14. The next question before this Court is whether the Tribunal was justified in awarding consolidated compensation/ amount of Rs. 20,62,500/- towards loss of profit. The challenge to this finding is essentially on the ground that the loss of profit claimed by SRG is not supported by any cogent documentary evidence. Once, the Tribunal found the action of NIXI to be unwarranted, the Tribunal on the basis of the material placed before it, proceeded to determine the compensation on the “best it can” basis. On this issue, the Tribunal has taken cognisance of the statement made by the Claimant giving details of the profits for the Financial Year 2016-17 and 2017-18. The Tribunal was conscious of the fact that the documentary proof by SRG was insufficient and not reliable. However, on broad evaluation basis, the Tribunal held that Rs. 7.[5] Lacs p.a. could be taken as loss of profit suffered by SRG. This approach for assessment of damages for loss sustained has been accepted by several decisions of the Apex Court including those referred to by the Tribunal being - Union of India and Ors. v.
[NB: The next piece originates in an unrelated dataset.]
Issue #72, opened 2021-01-25
Event handling for ME2 on consecutive simulations with different inputs


dhblum:
I wanted to report an issue with simulating and ME2 FMU in consecutive steps without initialization between steps where the input changes from one step to the next.  For example, initialize and simulate from 0 to 100 s with input u1 = 0, then simulate (without initialization) from 100 to 200 s with input u1 = 1.  There seems to be a problem with identifying and accounting for events that may be triggered by this change in input from one step to the next.  

I think I've identified a problem at line 345 of ``fmi_algorithms_drivers.py`` ([here](https://github.com/modelon-community/PyFMI/blob/master/src/pyfmi/fmi_algorithm_drivers.py#L345)).  Note that 346 performs an event check if the FMU is ME1, however, does not do this check if the FMU is ME2, thereby seemingly skipping this check altogether.  My proposal is to insert the following code after line 349:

Sugali Sugar Works and Maharashtra State Electricity Board v. Datar Switchgears. The Court does not find reason to interfere with the approach taken by the Tribunal as it was reasonable and justified in the given facts of the case.

6. From the preceding discussion, it is evident that the contentions of the appellant were without any basis and the arguments made by them are untenable in law. This court finds no reasons to interfere with the observations of the learned Single Judge. The appeal is without merit and is accordingly dismissed.